Would you restate word for word the lines of the listing, beginning at the first and ending with the line that holds "- cards have"?
Segment Open
PR #14147, opened 2023-04-12
Use instantiated data from previews

saraycp:


saraycp:
Many of the components need refactoring to not retrieve data from the database, it isn't just a matter of refactoring the preview. I close this PR and will open one per refactored component.

PR #14153, opened 2023-04-13
Refactoring card component

ncounter:
This PR fixes the `CardComponent` in order to align to same behavior for all the occurrences:
- cards have the same width for the same instance type
- cards on the same row have the same height
- make use of bootstrap footer to align action buttons to the bottom of the card, but keep the style transparent
- drop HTML card wrappers like `.repository` or `.group-user`, add the classes to the `.card` element instead

## Repositories
**Before**
repositories-before

**After**
repositories-after

## Tokens
**Before**
tokens-before

**After**
tokens-after

## Users
**Before**
users-before

**After**
users-after


src/api/app/components/card_component.rb
```diff
@@ -6,9 +6,10 @@ class CardComponent < ApplicationComponent
   renders_one :delete_button
   renders_many :actions
 
-  def initialize(extra_classes_for_body: [])
+  def initialize(extra_classes_for_card: [], extra_classes_for_body: [])
```
hennevogel, line 9: 💭 I don't dig this change. Passing around a string into a component every time to render it in the same place. Why?

ncounter: Former reason why I need it is that there are some `js` and `specs` relying on those classes (`repository-card` and `group-user`) so I cannot simply drop those classes.
Easiest solution would be to wrap every card by a `div` with the needed class, but that is something I want to avoid, and it would imply some `css` change anyway.
As we already have a typed wrapper container (`#tokens`, `#repositories`, `#group-users`) for all the groups of cards, ideally the best option would be to refactor `js` and `specs` in order to no longer rely on those classes. At this point I am not sure if it is in the scope of this PR or it is more a refactoring for later.

ncounter: I took the chance to refactor the code and drop the dependencies to those custom additional classes. Now there are no longer strings passed around: the component and the usages are is even more standardized and unified.

Thanks for raising it up.

hennevogel (approved):

PR #14156, opened 2023-04-13
Rearrange CircleCI linters steps

eduardoj:
RuboCop linter tests take longer than other linters.

Move them to the last position of the sequence of linters. This way, linters fail sooner because the linters that take less time are run first, and therefore, CI steps fail sooner on average when we encounter a linter offense and we use less test cycles.


hennevogel (approved):

hennevogel:
Codecov hangs. Codeclimate is fine though. See the checks. Merging!

PR #14157, opened 2023-04-13
Use the `working_directory` key instead of `cd` commands

eduardoj:
Improve the legibility of the `run` sections of the CircleCI configuration.


hennevogel (approved):

eduardoj:
Codecov hangs. Merging.

PR #14158, opened 2023-04-13
Move bugzilla_args into its own function

hellcp-work:
We can't set args in the proxy because it's overriding the args we provide later, so instead we have a common set of args that gets set to the appropriate user and api_key values


hennevogel (changes requested):

bmwiedemann (approved):

hennevogel (approved):

hennevogel:
Codecov hangs. Coverage is fine though. See the checks. Merging!

PR #14159, opened 2023-04-13
Split github action workflows into two separate workflows

krauselukas:
In order to allow the creation of comments on PR's that are
coming from forks, we would need to use the `:pull_request_target`
event over the `:pull_request` event. Since the `:pull_request_target`
event comes with more permissions on the target repo, its not recommended to
checkout the code coming from an untrusted fork.
Therefore the gh action workflow is now split into two separate
workflows.
One workflow keeps working on the `:pull_request` event and checksout
the code to perform the diff operation in order to receive gem
name, version etc. Afterwards the informations are saved as artifacts.
The second workflow listens for the `workflow_run` event and gets
triggered after the first one finished successfully, then downloads
the artifacts and finally creates the comment (the `:workflow_run`
event has permission to comment on the PR).

For reference https://securitylab.github.com/research/github-actions-preventing-pwn-requests/

### DIFF
--- a/.github/workflows/comment_diffend_io_links_to_pr.yml
+++ b/.github/workflows/comment_diffend_io_links_to_pr.yml
@@ -1,0 +1,24 @@
+name: Add Comment with Diffend.io Links to PR
+on:
+  workflow_run:
+    workflows: ['Create Diffend.io Links and Comment Text']
+    types:
+      - completed
+permissions:
+  contents: read
+jobs:
+  comment_diffend_io_links_to_pr:
+    runs-on: ubuntu-latest
+    permissions:
+      pull-requests: write
+    steps:
+      - name: Download artifacts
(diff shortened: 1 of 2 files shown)


.github/workflows/comment_diffend_io_links_to_pr.yml
```diff
@@ -0,0 +1,24 @@
+name: Add Comment with Diffend.io binary diff links to PR
+on:
+  workflow_run:
+    workflows: ['Create Diffend.io gem binary diff links and comment text']
```
hennevogel, line 4:
```suggestion
    workflows: ['Create Diffend.io Links and Comment Text']
```

hennevogel (approved):

hennevogel:
Codecov hangs. Coverage is fine though. See the checks. Merging!

PR #14160, opened 2023-04-13
[api] fix bugzilla fetching

adrianschroeter:
overwriting args would ommit ids argument so the xmlrpc call failed


hennevogel:
Done differently in #14158

PR #5401, opened 2018-07-18
[frontend] Report review validation details

coolo:
'Reviews invalid' is little helpful, 'User not found' makes
it more obvious you had a typo

Fixes #5152

PR #14161, opened 2023-04-13
Return a "Not found" error instead of "Invalid review"

### LINKED ISSUE #14148: Wrong "Project can't be blank" error for add_review
When the given project does not exist (e.g. because of a typo), a wrong error message is returned:

```
> osc --debug review add -P X11:Xorg 1078779
makeurl: https://api.opensuse.org ['request', '1078779'] {'cmd': 'addreview', 'by_project': 'X11:Xorg'}
HTTPHeaderDict(...)
b'<status code="invalid_review">\n  <summary>Review invalid: Project can\'t be blank</summary>\n</status>\n'
Review invalid: Project can't be blank
```

It needs to state that the project does not exist.

eduardoj:
Fixes #14148.

Related to #5401.


src/api/app/models/bs_request.rb
```diff
@@ -736,6 +736,10 @@ def create_new_review(opts)
     )
     return newreview if newreview.valid?
 
+    if (error_text = newreview.errors.select { |error| error.attribute.in?([:user, :group, :project, :package]) }).any?
```
danidoni, line 739: This logic should go inside `Review` class, as `BsRequest` [is asking for information](https://thoughtbot.com/blog/tell-dont-ask) that is perfectly known by `Review`

src/api/app/models/bs_request.rb
```diff
@@ -736,6 +736,10 @@ def create_new_review(opts)
...
+      raise NotFoundError, error_text.map { |error| "#{error.attribute.capitalize} not found" }.to_sentence
```
danidoni, line 740: Same here

src/api/app/models/bs_request.rb
eduardoj: I created a method in the Review model and moved the login there. Please take a look again.

src/api/app/models/review.rb
```diff
@@ -302,6 +302,12 @@ def staging_project?
     for_project? && !project&.staging_workflow_id.nil?
   end
 
+  def check_reviewer!
+    return unless (selected_errors = errors.select { |error| error.attribute.in?([:user, :group, :project, :package]) }).any?
+
+    raise ::NotFoundError, selected_errors.map { |error| "#{error.attribute.capitalize} not found" }.to_sentence
```
bmwiedemann, line 308: Do we often use this style?
Normally, I would expect `if errors => raise` with the non-error case as fallthrough.

eduardoj: Changing the code to:
```ruby
  def check_reviewer!
    if (selected_errors = errors.select { |error| error.attribute.in?([:user, :group, :project, :package]) }).any?
      raise ::NotFoundError, selected_errors.map { |error| "#{error.attribute.capitalize} not found" }.to_sentence
    end
  end
```

... makes RuboCop complain:
```ruby
app/models/review.rb:306:5: C: [Correctable] Style/GuardClause: Use a guard clause (return unless (selected_errors = errors.select { |error| error.attribute.in?([:user, :group, :project, :package]) }).any?) instead of wrapping the code inside a conditional expression.
    if (selected_errors = errors.select { |error| error.attribute.in?([:user, :group, :project, :package]) }).any?
    ^^
```

Next time you could enter `bash` in the frontend container of the development environment (with `docker-compose run --rm --service-ports frontend bash`) and run `bin/rubocop --ignore_parent_exclusion app/models/review.rb`.

For reference see: https://github.com/openSUSE/open-build-service/wiki/Rubocop#running-rubocop-in-your-own

bmwiedemann: looking at https://www.rubydoc.info/gems/rubocop/RuboCop/Cop/Style/GuardClause , reformulating it as
`raise if errors`
should also be accepted.

eduardoj: Changed. Please take a look again.

bmwiedemann (approved):

PR #14166, opened 2023-04-14
Simplify NotificationExcerptComponent

saraycp:
So the object is passed to the component and not retrieved inside. That makes it possible to not persist any object to use its preview.


danidoni (approved):

saraycp:
Rebase on master...

PR #14179, opened 2023-04-17
Add avatar and link component

saraycp:
Uses AvatarComponent to display an avatar next to a link to the user or group.

Screenshot 2023-04-18 at 00-48-27 Screenshot

**Reviewing Tips**

Use the view component previews to see how it looks.

### DIFF
--- a/src/api/app/components/avatar_and_link_component.html.haml
+++ b/src/api/app/components/avatar_and_link_component.html.haml
@@ -1,0 +1,2 @@
+= render(AvatarComponent.new(name: avatar_object.name, email: avatar_object.email, shape: shape, size: size, custom_css: avatar_css))
+= link_to(link_text, url)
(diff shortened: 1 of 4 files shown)


ncounter:
@saraycp if I get the aim of this PR correctly, you might want to check out the [user_avatar_component](https://github.com/openSUSE/open-build-service/blob/master/src/api/app/components/user_avatar_component.rb) first and see if there is something to reuse or even better to create one and only one component to render an `icon/avatar + text/link` for all the instances.

saraycp:
> @saraycp if I get the aim of this PR correctly, you might want to check out the [user_avatar_component](https://github.com/openSUSE/open-build-service/blob/master/src/api/app/components/user_avatar_component.rb) first and see if there is something to reuse or even better to create one and only one component to render an `icon/avatar + text/link` for all the instances.

Yes, I think we can get rid of the user_avatar_component in favor of this one which has a more generic name (should work for groups and users) and make use of the AvatarComponent. I'll do that in another PR.

saraycp:
I'm not sure if this is still helpful, I'm going to move it to Draft and will have a look first.

PR #14182, opened 2023-04-18
Improve rspec output in CI/dev-env

hennevogel:
In CI we are interested in way more info than dots so we can see which example is currently running.

In the dev-env we are interested in slightly more info than dots. Use Fuubar which is an instafailing formatter that uses a progress bar.

## CI Before
Screenshot from 2023-04-18 13-56-52

## CI After
Screenshot from 2023-04-18 13-56-31

## Dev-Env Before

......

## Dev-Env After

Fuubar


danidoni (approved):

danidoni:
The diffend step looks like it crashed

danidoni:
> Looks like the diffend step crashed, re-triggering

All good, merging

PR #14878, opened 2023-09-07
Avoid sending empty partition metric

saraycp:
Telegraf can't parse it when partition is empty for 'backend_daemon_status'. It will be 'main' in such cases.


bmwiedemann (approved):

saraycp:
Ignoring codecov/patch  and merging...

PR #14880, opened 2023-09-07
Initial implementation of reports feature

rubhanazeem:
This PR covers the implementation of the following things:

- [x]  Implementation of the Report model and its associations
- [x]  Implementation of flipper flag
- [x] Implementation of reporting a comment
- [x] Implementation of reporting a package
- [x] Implementation of reporting a user

There will be a follow-up PR #14898 for the remaining features i.e., 
- [Specs for report policy](https://github.com/openSUSE/open-build-service/pull/14909)
- [Implementation of reporting a project](https://github.com/openSUSE/open-build-service/pull/14898)
- ~Implementation of report listing view~

### DIFF
--- a/src/api/app/controllers/webui/reports_controller.rb
+++ b/src/api/app/controllers/webui/reports_controller.rb
@@ -1,0 +1,29 @@
+class Webui::ReportsController < Webui::WebuiController
+  before_action :require_login
+  after_action :verify_authorized
+
+  def create
+    user = User.session!
+    report = user.submitted_reports.new(report_params)
+    authorize report
+
+    @link_id = params[:link_id]
+    @modal_id = params[:modal_id]
+
+    if report.save
+      flash[:success] = "#{report.reportable_type} reported successfully"
+    else
+      flash[:error] = report.errors.full_messages.to_sentence
+    end
+
+    respond_to do |format|
+      format.js
+    end
+  end
+
+  private
+
+  def report_params
+    params.require(:report).permit(:reason, :reportable_id, :reportable_type)
+  end
+end
--- a/src/api/app/models/report.rb
+++ b/src/api/app/models/report.rb
@@ -1,0 +1,30 @@
+# Report class flags abusive content, be it projects, packages, users or comments
+class Report < ApplicationRecord
+  validates :reason, length: { maximum: 65_535 }
+  validates :reportable_type, length: { maximum: 255 }
+
+  belongs_to :user, optional: false
+  belongs_to :reportable, polymorphic: true, optional: false
+end
+
+# == Schema Information
+#
+# Table name: reports
+#
+#  id              :bigint           not null, primary key
+#  reason          :text(65535)
+#  reportable_type :string(255)      not null, indexed => [reportable_id]
+#  created_at      :datetime         not null
+#  updated_at      :datetime         not null
+#  reportable_id   :integer          not null, indexed => [reportable_type]
+#  user_id         :integer          not null, indexed
+#
+# Indexes
+#
+#  index_reports_on_reportable  (reportable_type,reportable_id)
+#  index_reports_on_user_id     (user_id)
+#
+# Foreign Keys
+#
+#  fk_rails_...  (user_id => users.id)
+#
--- a/src/api/app/policies/report_policy.rb
+++ b/src/api/app/policies/report_policy.rb
@@ -1,0 +1,34 @@
+class ReportPolicy < ApplicationPolicy
+  attr_reader :user, :record, :reportable
+
+  def initialize(user, record)
+    super(user, record)
+
+    @user = user
+    @record = record
+    @reportable = record.reportable
+  end
+
+  def show?
+    user.is_admin? || record.user == user
+  end
+
+  def create?
+    return false unless Flipper.enabled?(:content_moderation, user)
+
+    # We don't want reports twice...
+    return false if user.submitted_reports.where(reportable: reportable).any?
+
+    # We don't want reports for things you can change yourself...
+    case reportable.class.name
+    when 'Package'
+      !PackagePolicy.new(user, reportable).update?
+    when 'Project'
+      !ProjectPolicy.new(user, reportable).update?
+    when 'Comment'
+      !CommentPolicy.new(user, reportable).update?
+    when 'User'
+      !UserPolicy.new(user, reportable).update?
+    end
+  end
+end
--- a/src/api/config/initializers/flipper.rb
+++ b/src/api/config/initializers/flipper.rb
@@ -2,7 +2,8 @@
 # environment and review apps to test changes for those features. Rolled-out feature toggles aren't displayed anyway
 # to users in the web UI for beta features.
 ENABLED_FEATURE_TOGGLES = [
-  { name: :request_show_redesign, description: 'Redesign of the request pages to improve the collaboration workflow' }
+  { name: :request_show_redesign, description: 'Redesign of the request pages to improve the collaboration workflow' },
+  { name: :content_moderation, description: 'Reporting inappropriate content' }
 ].freeze
 
 Flipper.configure do
--- a/src/api/config/routes/webui_routes.rb
+++ b/src/api/config/routes/webui_routes.rb
@@ -428,4 +428,6 @@ OBSApi::Application.routes.draw do
       end
     end
   end
+
+  resources :reports, only: [:create], controller: 'webui/reports'
 end
--- a/src/api/db/schema.rb
+++ b/src/api/db/schema.rb
@@ -10,7 +10,7 @@
 #
 # It's strongly recommended that you check this file into your version control system.
 
-ActiveRecord::Schema[7.0].define(version: 2023_07_27_110437) do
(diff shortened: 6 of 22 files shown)


src/api/config/initializers/flipper.rb
```diff
@@ -2,7 +2,8 @@
 # environment and review apps to test changes for those features. Rolled-out feature toggles aren't displayed anyway
 # to users in the web UI for beta features.
 ENABLED_FEATURE_TOGGLES = [
-  { name: :request_show_redesign, description: 'Redesign of the request pages to improve the collaboration workflow' }
+  { name: :request_show_redesign, description: 'Redesign of the request pages to improve the collaboration workflow' },
+  { name: :content_moderation, description: 'Moderating the different types of content submitted to the OBS' }
```
hennevogel, line 6:
```suggestion
  { name: :content_moderation, description: 'Reporting abusive content' }
```

hennevogel (changes requested):

src/api/app/models/report.rb
```diff
@@ -0,0 +1,27 @@
+# TODO: Please overwrite this comment with something explaining the model target
```
danidoni, line 1:
```suggestion
# Report is used to flag abusive content, be it Projects, Packages or Comments
```

src/api/app/views/webui/comment/_content.html.haml
```diff
@@ -8,6 +8,15 @@
       wrote
       = link_to("#comment-#{comment.id}", title: I18n.l(comment.created_at.utc), name: "comment-#{comment.id}") do
         = render TimeComponent.new(time: comment.created_at)
+
+      - if User.session && User.session.submitted_reports.where(reportable: comment).empty?
```
danidoni, line 12: We can encapsulate this line in a helper because we're using it for packages also

rubhanazeem: Done. This logic is now part of ReportPolicy

src/api/app/policies/report_policy.rb
```diff
@@ -0,0 +1,28 @@
...
+    user.is_admin? || record.user == user
+  end
+
+  def submit_report?
+    not_self = if record.instance_of?(::Comment)
+                 record.user != user
+               elsif record.instance_of?(::User)
+                 record != user
+               elsif record.instance_of?(::Package)
+                 record.project.users.exclude?(user)
```
hennevogel, line 21: This should be limited to the maintainer role, same for project.

src/api/app/views/webui/comment/_content.html.haml
```diff
@@ -8,6 +8,15 @@
...
+        = link_to('#', class: 'badge badge-pill badge-light text-muted', id: "js-comment-#{comment.id}",
```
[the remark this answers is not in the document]
rubhanazeem: No specific reason for that. I've addressed this issue and now it's like other clickables

src/api/.database_consistency.todo.yml
```diff
@@ -2104,3 +2104,13 @@ WorkflowRun:
...
+Report:
+  id:
+    PrimaryKeyTypeChecker:
+      enabled: false
+  reportable_type:
+    LengthConstraintChecker:
+      enabled: false
+  reason:
+    LengthConstraintChecker:
+      enabled: false
```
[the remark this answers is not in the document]
rubhanazeem: Done. This is addressed

src/api/app/policies/report_policy.rb
```diff
@@ -0,0 +1,28 @@
...
+               elsif record.instance_of?(::Project)
+                 record.users.exclude?(user)
+               end
```
hennevogel, line 24: 💭  I also think you should move this into it's own private method...

src/api/app/policies/report_policy.rb
```diff
@@ -0,0 +1,28 @@
...
+
+    @user = user
+    @record = record
+  end
+
+  def show?
+    user.is_admin? || record.user == user
+  end
+
+  def submit_report?
```
hennevogel, line 15: This is `create?`...

src/api/app/controllers/webui/reports_controller.rb
```diff
@@ -0,0 +1,27 @@
+class Webui::ReportsController < Webui::WebuiController
+  before_action :require_login
+  after_action :verify_authorized, except: [:create]
+
+  def create
+    user = User.session!
+    report = user.submitted_reports.new(report_params)
```
hennevogel, line 7: You should authorize here.

hennevogel (changes requested):

src/api/app/policies/report_policy.rb
rubhanazeem: Do you mean maintainers should be able to report the projects?

hennevogel: Ah sorry I've read `include?`....

Why would a a user of the package/project not be able to report it?

rubhanazeem: Same reason as `comments` and `users`. I think it's not logical to add a comment and then report it yourself Or report your own `user` profile.

hennevogel: For comments and users sure, but *inside* a group of people that work together (on a package or project) there can be abuse for instance.

rubhanazeem: That makes sense. I got it :+1:

src/api/app/controllers/webui/reports_controller.rb
rubhanazeem: done

src/api/app/policies/report_policy.rb
rubhanazeem: Just to check inclusion in maintainers? This is just a one-liner and not used anywhere else.  I've updated this method and there are new changes. Please have a look again

src/api/app/policies/report_policy.rb
rubhanazeem: I've updated this policy. Please check again

src/api/app/policies/report_policy.rb
hennevogel: What do you mean by "just"? Instead of 

```
 not_self = if record.instance_of?(::Comment)
                 record.user != user
               elsif record.instance_of?(::User)
                 record != user
               end
...
``` 

just create a private method by that name. Much more readable.

```
private

def not_self
  if record.instance_of?(::Comment)
    return record.user != user
  elsif record.instance_of?(::User)
    record != user
  end
end
```

which is much more readable IMHO

src/api/app/models/report.rb
```diff
@@ -0,0 +1,30 @@
+# Report class flags abusive content, be it projects, packages, users or comments
+class Report < ApplicationRecord
+  validates :reason, length: { maximum: 65_535 }
+  validates :reportable_type, length: { maximum: 255 }
+
+  belongs_to :user, optional: false
```
danidoni, line 6: A better name would be `reporter`. What do you think?

src/api/db/schema.rb
```diff
@@ -10,7 +10,7 @@
 #
 # It's strongly recommended that you check this file into your version control system.
 
-ActiveRecord::Schema[7.0].define(version: 2023_07_27_110437) do
+ActiveRecord::Schema[7.0].define(version: 202302224114624) do
```
danidoni, line 13: This timestamp is a bit weird, February 2023?

src/api/app/models/report.rb
danidoni: We agreed offline to do it some other day

src/api/app/policies/report_policy.rb
rubhanazeem: We don't need it anymore. This code has been replaced by other policy classes

src/api/db/schema.rb
rubhanazeem: Ah nice catch. This is reverted

src/api/config/routes/webui_routes.rb
```diff
@@ -428,4 +428,6 @@
       end
     end
   end
+
+  resources :reports, except: [:new], controller: 'webui/reports'
```
hennevogel, line 432: You also don't have any other of the default actions. You `only: [:create]`

rubhanazeem: Right. We won't be using other routes for reports. This is updated

src/api/app/controllers/webui/reports_controller.rb
```diff
@@ -0,0 +1,29 @@
+class Webui::ReportsController < Webui::WebuiController
+  before_action :require_login
+  after_action :verify_authorized, except: [:create]
```
hennevogel, line 3: Hm, why?

rubhanazeem: This is not correct. Fallout from the mob session and didn't realize it was still skipped

hennevogel (approved):

danidoni (approved):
Segment Closed
■ THE ANSWER ■
PR #14147, opened 2023-04-12
Use instantiated data from previews

saraycp:


saraycp:
Many of the components need refactoring to not retrieve data from the database, it isn't just a matter of refactoring the preview. I close this PR and will open one per refactored component.

PR #14153, opened 2023-04-13
Refactoring card component

ncounter:
This PR fixes the `CardComponent` in order to align to same behavior for all the occurrences:
- cards have the same width for the same instance type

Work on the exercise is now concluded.